• [Assignment]
Go through the entries that follow and count every line with the string "Ubuntu". Reply with the number only.

The data section start

Issue #12113, opened 2025-01-28
32 bit build failures under gcc 14 and steam runtime sniper sdk


TTimo:
gcc 14 is available in the beta sdk of the steam runtime, there are a few build errors when building for 32 bits:

```
distrobox create -i registry.gitlab.steamos.cloud/steamrt/sniper/sdk:beta sniper
distrobox enter sniper

[in distrobox:]
sudo bash -c "echo deb https://repo.steampowered.com/steamrt3/apt sniper_beta main contrib non-free >> /etc/apt/sources.list"
sudo apt update
sudo apt install gcc-14-monolithic mold
mkdir build
cd build
CFLAGS=-m32 CC=gcc-14 CXX=g++-14 cmake .. -DCMAKE_BUILD_TYPE=RelWithDebInfo
make
```

Errors in SDL_waylanddatamanager.c:
`warning: format '%ld' expects argument of type 'long int', but argument 4 has type 'size_t' {aka 'unsigned int'} [-Wformat=]`

static assert build failure:	
```
/usr/include/glib-2.0/glib/gtypes.h:463:3: error: static assertion failed: "Expression evaluates to false"
  463 |   G_STATIC_ASSERT(sizeof (unsigned long long) == sizeof (guint64));
```

smcv:
> Errors in SDL_waylanddatamanager.c:
> `warning: format '%ld' expects argument of type 'long int', but argument 4 has type 'size_t' {aka 'unsigned int'} [-Wformat=]`

This is a SDL bug (I'm reasonably sure).

> `  463 |   G_STATIC_ASSERT(sizeof (unsigned long long) == sizeof (guint64));`

This is pkg-config finding the wrong GLib headers, because nobody told pkg-config that you want it to look for 32-bit libraries. Adding `PKG_CONFIG=i686-linux-gnu-pkg-config` to your environment variables is probably the shortest path to a successful build, but ideally we'd be encapsulating all the cross-architecture stuff into a CMake toolchain file (either in your build environment, or provided as a convenience by `steamrt` the same way it does for Meson).

smcv:
I've updated https://gitlab.steamos.cloud/steamrt/sniper/sdk to mention that 32-bit code needs a 32-bit pkg-config, and how to select it.

> `CFLAGS=-m32 CC=gcc-14 CXX=g++-14 cmake .. -DCMAKE_BUILD_TYPE=RelWithDebInfo`

In the upcoming beta, a better way to achieve this will be:

[...]

PR #12114, opened 2025-01-28
linux 32 bit build fixes in 64 bit environments (steam sniper sdk, gcc 14)

TTimo:
This fixes the issues reported in https://github.com/libsdl-org/SDL/issues/12113

### DIFF
--- a/src/video/wayland/SDL_waylanddatamanager.c
+++ b/src/video/wayland/SDL_waylanddatamanager.c
@@ -382,7 +382,7 @@ void *Wayland_data_offer_receive(SDL_WaylandDataOffer *offer,
         close(pipefd[0]);
     }
     SDL_LogTrace(SDL_LOG_CATEGORY_INPUT,
-                 ". In Wayland_data_offer_receive for '%s', buffer (%ld) at %p",
+                 ". In Wayland_data_offer_receive for '%s', buffer (%zu) at %p",
                  mime_type, *length, buffer);
     return buffer;
 }
@@ -418,7 +418,7 @@ void *Wayland_primary_selection_offer_receive(SDL_WaylandPrimarySelectionOffer *
         close(pipefd[0]);
     }
     SDL_LogTrace(SDL_LOG_CATEGORY_INPUT,
-                 ". In Wayland_primary_selection_offer_receive for '%s', buffer (%ld) at %p",
+                 ". In Wayland_primary_selection_offer_receive for '%s', buffer (%zu) at %p",
                  mime_type, *length, buffer);
     return buffer;
 }


CMakeLists.txt
```diff
@@ -56,6 +56,18 @@ if(NOT DEFINED OpenGL_GL_PREFERENCE)
...
+  set(ARCH_64 TRUE)
+else()
+  set(ARCH_64 FALSE)
+endif()
+
+if(LINUX)
+  if(NOT ARCH_64)
+    set(ENV{PKG_CONFIG_PATH} "$ENV{PKG_CONFIG_PATH}:/usr/lib/i386-linux-gnu/pkgconfig")
+  endif()
+endif()
```
madebr, line 69: Doesn't this belong in a CMake toolchain file? This is Ubuntu specific.

sezero: Agreed

sezero:
`%zu` changes look good

CMakeLists.txt
TTimo: We may be able to treat this as a cmake bug and patch it there? @smcv opinions?

smcv: No, this is just a normal cross-compiling thing. Neither SDL nor CMake should be changed for this.

If you want to cross-compile a 32-bit SDL in an otherwise 64-bit container, you'll need to give CMake a toolchain file that sets up paths, compilers, etc. to be appropriate for the 32-bit architecture; otherwise it will be looking for dependencies in the places that they are located on the build architecture. The Steam Runtime doesn't currently have test coverage for this in CMake-world, but it tests the Meson equivalent in:

https://gitlab.steamos.cloud/steamrt/steamrt/-/blob/steamrt/sniper/tests/sdk/meson-glib-m32.t?ref_type=heads

using Meson cross-files (the equivalent of CMake toolchain-files) from:

https://gitlab.steamos.cloud/steamrt/steamrt/-/tree/steamrt/sniper/meson/cross?ref_type=heads

We don't currently ship CMake toolchain files in steamrt, but we could. It would look something like https://github.com/xbmc/libssh/blob/master/cmake/Toolchain-cross-m32.cmake for example. Ideally, instead of forcing a specific search path, we would tell CMake that whenever it wants to run pkg-config, it should instead run `i686-linux-gnu-pkg-config`, which has its search paths set up for 32-bit already (the Meson cross-files already do this, a CMake toolchain file presumably could too).

> This is Ubuntu specific

Debian-specific, really: Ubuntu and the Steam Runtime are both derived from Debian, and both inherit `/usr/lib/i386-linux-gnu` from there.

smcv: Just to be extra-confusing, Meson and CMake use different terminology for cross-compiling. In Meson you are building on the *build architecture* (in your case x86_64) for the *host architecture* (in your case i386), and there is also a *target architecture* but you never need to care about that unless you are compiling a compiler. This is the same terminology as Autotools and dpkg.

But CMake, instead, says you are building on the host machine (= Meson's build machine) for the target machine (= Meson's host machine).

TTimo: Setting `PKG_CONFIG=i686-linux-gnu-pkg-config` in the environment removes the need for this change.

slouken:
Merged, thanks!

The data section end

• [Task response]
3